→ Exercise requirements
From the listing below, copy each line that holds "EdgeApps".

→ Information given

PR #311, opened 2026-08-25
docs: document depends_on conditional visibility for settings

nicomiguelino:
## Summary
- Documents the new `properties.depends_on` key in a setting's `help_text` schema, which the web console (Screenly/Screenly#2554) now supports for conditional visibility: a setting only renders (and is submitted) while another named setting's current value is one of a listed set of values.
- Adds a "Conditional visibility" example alongside the existing input field type examples.
- No Rust changes needed: `help_text` stays an opaque string to the CLI, exactly like `type`/`options`/`advanced` already are.

### DIFF
--- a/docs/EdgeApps.md
+++ b/docs/EdgeApps.md
@@ -483,7 +483,7 @@ Edge App settings support additional input field types beyond plain text and pas
   - `properties.type`: One of `datetime`, `number`, `select`, `boolean`, `textarea`, `url`.
   - `properties.help_text`: Human-friendly description shown in the UI.
   - `properties.options` (only for `select`): Array of `{ label, value }` options.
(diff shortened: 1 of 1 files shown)


sergey-borovkov (changes requested):
Docs read well and the example is clear. One gap I'd like closed before merging.

### `depends_on` on a required field is undefined

`docs/EdgeApps.md:486`

The bullet says a hidden field's value "isn't collected or written on save", and the example correctly uses `optional: true` — but nothing states whether `optional: false` combined with `depends_on` is a supported combination.

A reader who marks a conditional field required gets an install form that may fail validation on a field they cannot see, with no way to work out why from these docs. One sentence either saying conditional fields should be `optional: true`, or describing how required-ness is skipped while the field is hidden, closes it.

---

Note for merge ordering: this PR and #308 both add a bullet to the same list at `docs/EdgeApps.md:486` and a section at the same anchor, so expect a textual conflict on whichever lands second. No semantic conflict — #308's `help_text_with_display_order` only inserts into an existing schema's `properties`, so it preserves `depends_on`.

sergey-borovkov (approved):
The added sentence covers it — thanks. Approving.

Heads up that this will still conflict textually with #308 at `docs/EdgeApps.md:486` (same list, same anchor); whichever lands second needs a trivial rebase. No semantic conflict.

→ Task answer
--- a/docs/EdgeApps.md
+++ b/docs/EdgeApps.md
`docs/EdgeApps.md:486`
Note for merge ordering: this PR and #308 both add a bullet to the same list at `docs/EdgeApps.md:486` and a section at the same anchor, so expect a textual conflict on whichever lands second. No semantic conflict — #308's `help_text_with_display_order` only inserts into an existing schema's `properties`, so it preserves `depends_on`.
Heads up that this will still conflict textually with #308 at `docs/EdgeApps.md:486` (same list, same anchor); whichever lands second needs a trivial rebase. No semantic conflict.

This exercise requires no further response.